_YOUR GOAL:_ Your answer should be only the lines below from the one with "using are removed." to the one with "A per-setting read", repeated exactly, ends included.

----- RECORD SET

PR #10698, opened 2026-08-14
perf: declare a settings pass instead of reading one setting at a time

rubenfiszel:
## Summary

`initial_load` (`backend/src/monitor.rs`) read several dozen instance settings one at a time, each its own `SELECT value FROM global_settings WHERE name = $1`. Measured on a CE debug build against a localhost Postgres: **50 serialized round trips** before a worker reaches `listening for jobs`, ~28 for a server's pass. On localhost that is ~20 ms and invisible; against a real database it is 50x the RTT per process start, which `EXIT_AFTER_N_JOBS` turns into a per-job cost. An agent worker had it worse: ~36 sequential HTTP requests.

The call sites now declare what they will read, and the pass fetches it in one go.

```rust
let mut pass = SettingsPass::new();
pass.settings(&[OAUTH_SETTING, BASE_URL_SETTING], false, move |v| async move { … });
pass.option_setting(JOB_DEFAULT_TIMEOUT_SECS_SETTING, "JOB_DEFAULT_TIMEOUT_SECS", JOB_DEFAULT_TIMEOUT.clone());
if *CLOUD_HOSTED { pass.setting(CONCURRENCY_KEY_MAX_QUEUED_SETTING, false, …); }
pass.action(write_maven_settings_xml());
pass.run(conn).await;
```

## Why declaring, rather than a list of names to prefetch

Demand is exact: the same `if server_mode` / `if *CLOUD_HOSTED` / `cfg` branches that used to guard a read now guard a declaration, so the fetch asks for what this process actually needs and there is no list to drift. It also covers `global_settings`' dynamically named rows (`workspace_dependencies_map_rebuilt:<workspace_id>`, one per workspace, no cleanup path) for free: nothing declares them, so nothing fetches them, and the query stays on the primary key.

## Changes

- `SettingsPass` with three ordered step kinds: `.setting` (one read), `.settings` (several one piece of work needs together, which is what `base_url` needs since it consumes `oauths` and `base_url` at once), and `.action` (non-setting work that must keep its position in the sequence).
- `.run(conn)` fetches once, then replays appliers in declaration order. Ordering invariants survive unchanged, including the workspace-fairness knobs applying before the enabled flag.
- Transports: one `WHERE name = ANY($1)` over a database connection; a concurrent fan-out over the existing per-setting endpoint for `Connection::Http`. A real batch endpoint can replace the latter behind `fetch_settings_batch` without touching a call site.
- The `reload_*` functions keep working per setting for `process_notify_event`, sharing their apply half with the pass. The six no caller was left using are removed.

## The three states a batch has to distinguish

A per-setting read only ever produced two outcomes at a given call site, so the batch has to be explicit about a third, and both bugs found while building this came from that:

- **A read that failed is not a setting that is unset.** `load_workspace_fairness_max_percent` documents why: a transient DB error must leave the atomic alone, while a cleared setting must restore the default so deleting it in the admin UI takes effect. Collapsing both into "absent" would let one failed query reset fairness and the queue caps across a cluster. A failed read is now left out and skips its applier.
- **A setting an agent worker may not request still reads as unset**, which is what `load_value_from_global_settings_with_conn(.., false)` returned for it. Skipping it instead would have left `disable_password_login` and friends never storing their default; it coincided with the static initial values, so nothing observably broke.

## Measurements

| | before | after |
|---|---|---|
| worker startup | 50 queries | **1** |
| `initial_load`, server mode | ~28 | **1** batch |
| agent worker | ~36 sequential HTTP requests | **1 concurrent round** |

----------
----- RECORD SET

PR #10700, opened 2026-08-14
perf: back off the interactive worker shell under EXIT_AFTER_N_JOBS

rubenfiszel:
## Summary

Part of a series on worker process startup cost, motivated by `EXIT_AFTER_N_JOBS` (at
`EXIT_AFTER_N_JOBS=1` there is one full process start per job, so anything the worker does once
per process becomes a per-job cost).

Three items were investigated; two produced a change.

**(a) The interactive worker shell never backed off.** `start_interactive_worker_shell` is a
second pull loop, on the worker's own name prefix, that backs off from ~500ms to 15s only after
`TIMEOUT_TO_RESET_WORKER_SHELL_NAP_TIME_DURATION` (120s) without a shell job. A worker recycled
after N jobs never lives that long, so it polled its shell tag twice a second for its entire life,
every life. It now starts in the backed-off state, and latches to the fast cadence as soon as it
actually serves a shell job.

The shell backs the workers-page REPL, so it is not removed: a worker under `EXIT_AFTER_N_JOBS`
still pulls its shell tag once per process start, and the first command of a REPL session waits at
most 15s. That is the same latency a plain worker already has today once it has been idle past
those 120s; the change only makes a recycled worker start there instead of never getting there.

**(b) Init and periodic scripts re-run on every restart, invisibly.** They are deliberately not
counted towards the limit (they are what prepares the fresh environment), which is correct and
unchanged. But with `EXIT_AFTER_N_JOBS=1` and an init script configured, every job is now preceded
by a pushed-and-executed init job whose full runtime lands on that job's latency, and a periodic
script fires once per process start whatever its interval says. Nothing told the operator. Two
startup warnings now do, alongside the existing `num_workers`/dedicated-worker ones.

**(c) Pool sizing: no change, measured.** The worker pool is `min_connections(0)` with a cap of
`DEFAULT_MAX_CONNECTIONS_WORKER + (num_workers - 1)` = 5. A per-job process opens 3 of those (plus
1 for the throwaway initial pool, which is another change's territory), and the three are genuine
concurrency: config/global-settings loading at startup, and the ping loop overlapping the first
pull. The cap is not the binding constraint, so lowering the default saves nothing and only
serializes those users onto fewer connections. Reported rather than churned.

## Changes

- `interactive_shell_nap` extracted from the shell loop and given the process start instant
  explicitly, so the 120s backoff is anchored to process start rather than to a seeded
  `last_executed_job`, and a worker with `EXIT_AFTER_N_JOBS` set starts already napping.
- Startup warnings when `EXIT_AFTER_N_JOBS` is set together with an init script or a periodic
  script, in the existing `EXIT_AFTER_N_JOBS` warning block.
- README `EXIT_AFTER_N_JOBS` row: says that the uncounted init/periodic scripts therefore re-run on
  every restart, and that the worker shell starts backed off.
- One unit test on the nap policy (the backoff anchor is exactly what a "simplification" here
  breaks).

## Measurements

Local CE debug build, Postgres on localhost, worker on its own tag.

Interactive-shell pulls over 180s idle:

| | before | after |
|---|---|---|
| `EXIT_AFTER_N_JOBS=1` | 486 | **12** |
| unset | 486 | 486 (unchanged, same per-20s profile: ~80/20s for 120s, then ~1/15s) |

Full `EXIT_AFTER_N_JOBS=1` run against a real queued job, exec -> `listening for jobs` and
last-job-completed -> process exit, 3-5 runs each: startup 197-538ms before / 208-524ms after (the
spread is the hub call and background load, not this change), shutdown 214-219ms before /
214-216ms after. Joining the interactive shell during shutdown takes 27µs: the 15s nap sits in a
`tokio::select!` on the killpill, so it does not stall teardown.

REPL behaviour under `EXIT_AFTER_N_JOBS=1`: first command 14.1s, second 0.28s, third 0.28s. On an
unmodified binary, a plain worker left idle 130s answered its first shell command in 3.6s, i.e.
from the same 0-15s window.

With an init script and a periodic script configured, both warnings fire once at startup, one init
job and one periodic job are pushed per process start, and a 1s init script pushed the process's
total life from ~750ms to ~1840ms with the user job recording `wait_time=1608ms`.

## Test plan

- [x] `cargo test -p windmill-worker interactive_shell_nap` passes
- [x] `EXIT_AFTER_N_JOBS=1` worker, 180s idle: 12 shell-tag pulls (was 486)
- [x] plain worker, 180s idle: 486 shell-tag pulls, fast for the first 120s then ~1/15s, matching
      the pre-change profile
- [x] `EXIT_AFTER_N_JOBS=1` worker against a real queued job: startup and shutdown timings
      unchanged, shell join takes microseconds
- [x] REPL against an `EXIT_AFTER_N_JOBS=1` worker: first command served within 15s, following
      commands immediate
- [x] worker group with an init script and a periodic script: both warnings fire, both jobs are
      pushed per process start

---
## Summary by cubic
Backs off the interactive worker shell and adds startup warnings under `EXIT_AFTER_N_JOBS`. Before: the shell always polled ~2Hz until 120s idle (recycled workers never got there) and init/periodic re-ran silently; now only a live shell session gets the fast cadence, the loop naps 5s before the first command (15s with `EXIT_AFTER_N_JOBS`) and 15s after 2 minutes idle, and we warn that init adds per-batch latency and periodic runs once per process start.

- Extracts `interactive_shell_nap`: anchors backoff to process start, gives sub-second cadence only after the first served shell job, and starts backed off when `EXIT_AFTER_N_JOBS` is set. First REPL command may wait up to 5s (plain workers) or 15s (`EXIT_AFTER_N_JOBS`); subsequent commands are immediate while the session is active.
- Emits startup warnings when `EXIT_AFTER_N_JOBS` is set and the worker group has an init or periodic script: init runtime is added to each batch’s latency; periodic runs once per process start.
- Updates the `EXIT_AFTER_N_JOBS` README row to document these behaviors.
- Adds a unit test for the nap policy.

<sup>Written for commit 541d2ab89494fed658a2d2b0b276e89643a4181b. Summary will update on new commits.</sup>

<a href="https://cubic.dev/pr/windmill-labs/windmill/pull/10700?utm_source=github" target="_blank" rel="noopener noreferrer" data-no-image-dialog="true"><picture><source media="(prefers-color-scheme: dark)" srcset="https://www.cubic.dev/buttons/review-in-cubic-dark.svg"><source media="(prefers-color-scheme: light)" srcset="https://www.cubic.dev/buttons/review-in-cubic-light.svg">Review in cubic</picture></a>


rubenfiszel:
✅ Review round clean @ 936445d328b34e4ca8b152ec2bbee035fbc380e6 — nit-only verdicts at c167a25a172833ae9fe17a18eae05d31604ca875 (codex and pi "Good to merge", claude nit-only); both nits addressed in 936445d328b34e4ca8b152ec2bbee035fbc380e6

----------
----- RECORD SET

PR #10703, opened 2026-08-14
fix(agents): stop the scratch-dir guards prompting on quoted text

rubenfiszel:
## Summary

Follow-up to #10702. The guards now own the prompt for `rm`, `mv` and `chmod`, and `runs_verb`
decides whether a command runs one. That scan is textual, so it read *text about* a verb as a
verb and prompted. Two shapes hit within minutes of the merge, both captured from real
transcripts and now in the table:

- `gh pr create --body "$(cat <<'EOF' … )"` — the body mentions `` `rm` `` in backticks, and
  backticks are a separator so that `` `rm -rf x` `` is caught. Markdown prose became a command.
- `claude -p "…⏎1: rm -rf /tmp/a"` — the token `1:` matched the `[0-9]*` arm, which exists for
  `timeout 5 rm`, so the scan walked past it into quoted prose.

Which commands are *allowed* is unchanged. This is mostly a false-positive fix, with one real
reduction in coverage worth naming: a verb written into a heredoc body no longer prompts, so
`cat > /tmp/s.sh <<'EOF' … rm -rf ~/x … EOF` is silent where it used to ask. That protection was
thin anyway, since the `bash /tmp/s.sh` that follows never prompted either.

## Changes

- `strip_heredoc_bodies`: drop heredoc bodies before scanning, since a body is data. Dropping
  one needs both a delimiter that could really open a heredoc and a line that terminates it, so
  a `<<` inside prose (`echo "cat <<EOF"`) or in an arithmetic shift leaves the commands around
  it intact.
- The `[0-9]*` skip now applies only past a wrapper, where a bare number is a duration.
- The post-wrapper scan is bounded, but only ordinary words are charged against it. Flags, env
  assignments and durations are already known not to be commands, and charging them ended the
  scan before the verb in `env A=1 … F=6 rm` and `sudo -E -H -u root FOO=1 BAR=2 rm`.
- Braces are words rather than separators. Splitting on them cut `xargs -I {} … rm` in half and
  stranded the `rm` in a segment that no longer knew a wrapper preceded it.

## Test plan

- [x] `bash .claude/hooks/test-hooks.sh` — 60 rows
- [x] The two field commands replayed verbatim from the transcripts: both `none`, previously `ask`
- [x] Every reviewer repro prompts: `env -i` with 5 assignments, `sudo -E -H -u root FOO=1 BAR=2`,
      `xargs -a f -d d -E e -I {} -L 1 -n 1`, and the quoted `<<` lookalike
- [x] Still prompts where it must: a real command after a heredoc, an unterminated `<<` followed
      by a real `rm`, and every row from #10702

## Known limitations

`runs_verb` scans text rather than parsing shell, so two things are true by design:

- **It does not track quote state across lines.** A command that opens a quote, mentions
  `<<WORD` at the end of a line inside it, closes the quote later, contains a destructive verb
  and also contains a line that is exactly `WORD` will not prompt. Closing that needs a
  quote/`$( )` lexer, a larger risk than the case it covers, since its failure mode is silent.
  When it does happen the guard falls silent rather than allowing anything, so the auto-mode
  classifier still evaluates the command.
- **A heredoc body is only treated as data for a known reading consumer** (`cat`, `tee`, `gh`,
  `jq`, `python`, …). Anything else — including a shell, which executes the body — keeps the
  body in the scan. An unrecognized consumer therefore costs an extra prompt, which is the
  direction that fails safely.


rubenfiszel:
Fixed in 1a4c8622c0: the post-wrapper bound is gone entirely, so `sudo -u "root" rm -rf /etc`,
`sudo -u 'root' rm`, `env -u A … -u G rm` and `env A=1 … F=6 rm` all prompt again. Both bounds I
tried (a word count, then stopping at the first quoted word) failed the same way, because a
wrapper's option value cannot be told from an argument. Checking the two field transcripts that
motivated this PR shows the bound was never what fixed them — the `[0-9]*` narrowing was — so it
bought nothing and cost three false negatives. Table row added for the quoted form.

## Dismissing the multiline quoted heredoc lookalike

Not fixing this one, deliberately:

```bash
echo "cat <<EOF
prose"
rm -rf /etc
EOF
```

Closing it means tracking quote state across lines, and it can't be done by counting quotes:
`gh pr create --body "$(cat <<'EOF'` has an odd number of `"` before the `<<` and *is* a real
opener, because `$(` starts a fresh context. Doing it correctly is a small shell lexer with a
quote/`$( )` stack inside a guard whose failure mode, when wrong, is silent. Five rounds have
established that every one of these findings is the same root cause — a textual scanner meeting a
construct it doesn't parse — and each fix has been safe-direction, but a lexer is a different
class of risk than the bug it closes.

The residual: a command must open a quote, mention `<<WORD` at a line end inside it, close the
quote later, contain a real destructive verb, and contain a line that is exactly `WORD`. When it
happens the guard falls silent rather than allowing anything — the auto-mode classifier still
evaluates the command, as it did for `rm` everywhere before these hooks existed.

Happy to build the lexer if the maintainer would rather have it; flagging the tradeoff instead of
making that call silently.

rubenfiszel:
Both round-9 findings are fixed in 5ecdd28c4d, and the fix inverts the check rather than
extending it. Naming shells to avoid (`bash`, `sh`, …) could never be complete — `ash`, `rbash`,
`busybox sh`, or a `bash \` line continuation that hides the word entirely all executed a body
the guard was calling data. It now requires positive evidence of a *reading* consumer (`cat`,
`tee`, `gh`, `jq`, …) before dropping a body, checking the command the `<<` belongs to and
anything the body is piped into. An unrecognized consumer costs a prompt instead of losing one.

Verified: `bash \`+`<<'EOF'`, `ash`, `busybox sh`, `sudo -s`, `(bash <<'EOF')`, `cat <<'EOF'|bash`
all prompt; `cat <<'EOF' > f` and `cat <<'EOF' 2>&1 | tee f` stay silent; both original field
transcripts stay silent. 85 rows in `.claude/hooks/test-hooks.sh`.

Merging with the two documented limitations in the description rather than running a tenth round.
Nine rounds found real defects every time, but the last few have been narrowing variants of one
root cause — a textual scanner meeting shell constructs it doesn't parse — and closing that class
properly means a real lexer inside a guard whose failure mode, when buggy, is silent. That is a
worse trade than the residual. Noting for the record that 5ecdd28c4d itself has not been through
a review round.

----------

_PROBLEM SOLUTION:_
- The `reload_*` functions keep working per setting for `process_notify_event`, sharing their apply half with the pass. The six no caller was left using are removed.

## The three states a batch has to distinguish

A per-setting read only ever produced two outcomes at a given call site, so the batch has to be explicit about a third, and both bugs found while building this came from that:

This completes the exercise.